それから王の協力もあり、平坦な道のりではなかったものの、最年少の魔術師として新技術を開発していった。クワルクが0から1を生み出すのが得意で、俺は1を100にするのが得意だった。相性が良いため、なんだかんだクワルクとは一緒に研究する事が増えた。
王を怪我させてから俺は攻撃魔法が苦手になってしまったのだが、誰もそれを責める事はなかった。それでも誰かを守るためには攻める事が必要なのはわかっていたから、王のように腹パン一発で攻撃前に動きを止められるようになりたいと思っていた。
それを実行する前に塔へ入る事になったため、俺は王とのいつかの再会を夢見て、塔内で肉体を鍛えていた。

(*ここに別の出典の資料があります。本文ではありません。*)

PR #1912, opened 2026-09-13
fix(scheduler): resolve a relative cron workdir against the script's directory

### LINKED ISSUE #1911: [Bug]: relative cron --workdir resolves against the gateway's CWD, not the script's directory
### Summary

A relative `--workdir` on a cron `script` job is resolved against the scheduler
process CWD — wherever the gateway happened to be started — instead of the
script's own directory, which is the documented default when no workdir is
given. The job runs in a directory the caller never named, and nothing tells
them.

### Reproduction

```python
import asyncio, os, tempfile
from pathlib import Path

state = Path(tempfile.mkdtemp())
os.environ["AGENTOS_STATE_DIR"] = str(state)

from agentos.scheduler.scripts import run_job_script, scripts_dir

async def main():
    sd = scripts_dir(); sd.mkdir(parents=True, exist_ok=True)
    (sd / "where.py").write_text("import os; print(os.getcwd())\n", encoding="utf-8")
    (sd / "data").mkdir()                      # the directory the caller means
    decoy = Path(tempfile.mkdtemp()) / "data"  # a same-named dir near the gateway's CWD
    decoy.mkdir(parents=True)
    os.chdir(decoy.parent)

    print("caller means:", sd / "data")
    ok, out = await run_job_script("where.py", timeout=30, workdir="data")
    print("ran in:      ", out.strip())

asyncio.run(main())
```

```
caller means: ...\tmp538z5izp\scripts\data
ran in:       ...\tmp2f9zngn5\data
```

The script ran in an unrelated directory that merely shares a name with the one
the caller asked for.

When no such directory exists beside the gateway, the second failure mode
applies instead: `is_dir()` returns False, the job silently falls back to the
script's own directory, and the only record that the caller's workdir was
dropped is a `cron.script.workdir_missing` line in the gateway log — which the
person who created the job does not see.

`workdir="."` shows the same thing with no setup: it names the gateway's CWD
rather than the script's directory.

`workdir` is a first-class parameter on every public surface that creates a cron
job — the `cron` builtin tool (`"workdir"` in its params), `agentos cron add
--workdir` / `cron update --workdir`, and the `cron.add` / `cron.update` RPC.
`docs/scheduling.md` documents the script path itself as relative to
`~/.agentos/scripts/`, so a relative workdir beside it is the natural thing to
write, and `--workdir data` is shorter and more portable than spelling out
`/home/<user>/.agentos/scripts/data`.

The gateway is a long-lived service started from wherever the operator launched
it — a systemd unit, a container entrypoint, a shell in `~`. It is essentially
never the script's directory.

### Cause

`src/agentos/scheduler/scripts.py`:

```python
def _resolve_workdir(workdir: str, fallback: Path) -> str:
    candidate = (workdir or "").strip()
    if not candidate:
        return str(fallback)
    expanded = Path(candidate).expanduser()
    if not expanded.is_dir():          # <- tested as written, i.e. against the process CWD
        log.warning("cron.script.workdir_missing", workdir=candidate)
        return str(fallback)
    return str(expanded)
```

`resolve_script_path`, thirty lines above in the same module, does the opposite
for the script path: a relative value resolves under a known base. The workdir
is the one path in this module that does not.

### Impact

This is the defect fixed for `shell` and `git` in #1566, and for the sandbox in
`gate_action`, at the cron surface. A watchdog script that writes a report, or
reads a file next to itself, does its work in the wrong directory and reports
success. Both consumers are affected: the `script_run` handler and the
`agent_run` pre-run script share the resolver.

### Fix

Join a relative workdir onto the script's own directory — the documented default
when none is given, and the rule `resolve_script_path` and
`shell._effective_workdir` already follow. `workdir=""` and `workdir="."` then
name the same directory. Absolute workdirs are unchanged, and the
missing-workdir fallback is unchanged; the warning gains the resolved path so
the log says where it looked.

Containment is deliberately not added: `--workdir /srv/app` is documented and
supported, so the workdir has no trust boundary to enforce, unlike the script
path.

permadiekapermana:
### Summary

`_resolve_workdir` tested the caller's workdir as written, so a relative value
resolved against the scheduler process CWD — wherever the gateway was started,
which is routinely not the script's directory. Two outcomes, both silent:

- a same-named directory beside the gateway won, and the job ran somewhere the
  caller never named;
- nothing was there, `is_dir()` said no, and the job fell back to the script's
  directory with a log line as the only record that the caller's workdir had
  been dropped.

Measured: with the script in `<state>/scripts` and a `<state>/scripts/data`
beside it, `workdir="data"` ran in `<process cwd>/data`.

### Why it matters

This is the defect fixed for `shell` and `git` in #1566, and for the sandbox in
`gate_action`, at the cron surface. `workdir` is a first-class parameter on the
`cron` tool, `agentos cron add/update --workdir`, and the `cron.add`/`cron.update`
RPC. A watchdog that writes a report or reads a file next to itself does its work
in the wrong directory and reports success.

`resolve_script_path`, thirty lines above in the same module, already resolves a
relative script path under a known base. The workdir was the one path in the
module that did not.

### Changes

- `src/agentos/scheduler/scripts.py`: a relative workdir joins onto the script's
  own directory — the documented default when none is given. `workdir=""` and
  `workdir="."` now name the same directory. The warning gains the resolved path
  so the log says where it looked.
- `docs/scheduling.md`: states what a relative `--workdir` means.
- `tests/test_scheduler/test_script_jobs.py`: four tests — the relative case, a
  decoy directory beside the process CWD that must not win, `"."` matching the
  documented default, and a guard that the missing-workdir fallback still holds.

Both consumers share the resolver, so this covers the `script_run` handler and
the `agent_run` pre-run script.

Absolute workdirs are unchanged. Containment is deliberately **not** added:
`--workdir /srv/app` is documented and supported, so unlike the script path the
workdir has no trust boundary to enforce.

Three of the four new tests fail against the previous implementation.

### Verification

```
uv run pytest tests/test_scheduler -q            # 563 passed, 1 skipped
```

Fixes #1911


andreapn:
Thanks for the report and the fix. #1911 is resolved by #2037, which has been merged; closing this one.

Same core change; #2037 was picked because it also updates the `--workdir` help on `cron add`/`cron update`, the `cron` tool schema and `docs/cli.md` to state the new resolution rule (the repo requires CLI-surface changes to land with their docs).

だが、今回も結局は王を傷付けた。
王の行動を邪魔して怪我をさせただけでなく、あんなことやそんなことをしまくった。王を守るどころか辱めて、なんのために自分が存在しているのかわからなくなっていた。
塔を出てからなるべく考えないようにしていたけど、どんどん怖くなってくる。みんなを心配させないようになるべく平静を装っていたつもりだった。しかし、村長の家にある大部屋に案内され、扉を閉めた時点で三人が俺を見た。
「リヴァロ、もう空元気は必要ないですよ」
「そうそう、リヴァロが何考えてるかなんて手に取るようにわかるけど、僕達は君に感謝してるんだから」
「ん。ルーシャン、強かった。だから、真面目に鍛えてた、リヴァロしか止められなかった」
長年、生活を共にしていた相手には俺のメンタルの下がりようはバレバレだったらしい。三人の優しい言葉に、俺は声も出ないくらい驚いていた。

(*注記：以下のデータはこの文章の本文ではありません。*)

PR #1952, opened 2026-09-13
fix(skills): keep bundled git-diff and pptx output byte-exact on non-UTF-8 code pages

### LINKED ISSUE #1834: [Bug]: bundled git-diff and pptx skills crash with UnicodeEncodeError on non-UTF-8 code pages

iamhaniofficial:
Fixes #1834

## What

Both bundled scripts the issue verified now emit their payload as UTF-8 bytes through the binary stdout buffer instead of the text layer, so a non-UTF-8 locale code page (cp936, cp1252, ASCII under `LC_ALL=C`) can no longer turn a diff or a deck's text into a `UnicodeEncodeError` traceback.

「リヴァロがルーシャンを止めず、もしあのアイテムで穢れを過剰に取り込めば、一気に魔物化してルーシャンが暴走。私達はその場で処理するしかなかったでしょう」
「そうだね。きっとそれも王の考えだったと思うし」
「でも、それ、阻止できた。凄いこと。リヴァロだからできた。偉い」
一気に安心感に包まれ、俺の目からはダラダラと涙が流れていた。でも表情は明るかったと思う。
「そっか……俺、間違ってなかったんだ」
「私達が間違うはずありません。正確には、王の選択を全て正解にするために私達がいるのです」
クワルクが高慢とも取れる笑みを浮かべている。本当にこいつはいつも自信に溢れていて尊敬する。エダムとウルダが近付いてきて、俺の髪をグシャグシャにしながら言った。

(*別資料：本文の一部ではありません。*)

PR #1953, opened 2026-09-13
fix(tools): match name and mime in the file authoring in-turn dedupe

### LINKED ISSUE #1836: [Bug]: file_authoring tools falsely deduplicate distinct files sharing identical content

iamhaniofficial:
Fixes #1836

## What

`_published_response` in `tools/builtin/file_authoring.py` short-circuited to `already_published` whenever *any* artifact published earlier in the turn had the same `sha256`. Two distinct files that happen to share bytes — an empty sheet, `report_jan.csv` and `report_feb.csv` with the same rows, two template decks — collapsed into one: the second was never published, and the model was told it was ready under the first file's name and id.

The in-turn check now requires `sha256`, `name` **and** `mime` to match, which is what `ArtifactStore.find_existing_ref` (evaluated right after it) already keyed on. The comparison uses the store's own `_safe_filename` / `_safe_mime` normalization because `ctx.published_artifacts` entries carry the sanitized values from the `ArtifactRef` — comparing the raw caller name would make a name with unsafe characters miss its own earlier publish and fall through to a disk lookup. Importing those two helpers from `agentos.artifacts` is the smallest way to keep the two checks in agreement; happy to expose them under public names instead if preferred.

## Tests

`tests/test_tools/test_file_authoring_tools.py`:
- `test_create_csv_publishes_distinct_names_with_identical_content` — the issue's repro; fails on `main` (`already_published` for `report_feb.csv`).
- `test_create_csv_dedupes_same_name_and_content_in_turn` — the dedupe still works when it should.
- `test_in_turn_dedupe_normalizes_the_name_like_the_store` — `q1:report.csv` published twice is deduped by the *in-turn* path (asserted via its note), which fails if the raw name is compared.

## Notes

- Competing PR for the same issue: #1837. Either can be taken; this PR is independent of the other four in the batch and merges cleanly in any order with them.


andreapn (approved):
LGTM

「王は僕達を塔に残した選択を間違っていると思っている。だがこうして僕達は塔を出た。そしてまだ王は……ルーシャンは生きている」
「ルーシャンとなってまで繋いだ、王の選択は、まだ結果が出ていない状態。ルーシャンを救い、あの時、この選択をして良かったと思わせる。そのために、四人の魔術師がいる。王の幸せが、我らの幸せ」
その通りだ。王の悩みや障害を取り除くために俺達四人の臣下が存在しているのだ。俺達が王を苦しめる存在になってはいけない。凹んでいる場合じゃないんだ。
王を絶対一人にはしない。救い出し、幸せにしなければならない。ルーシャンの願いである俺達の幸せは、ルーシャンの幸せが前提で成り立つのだから。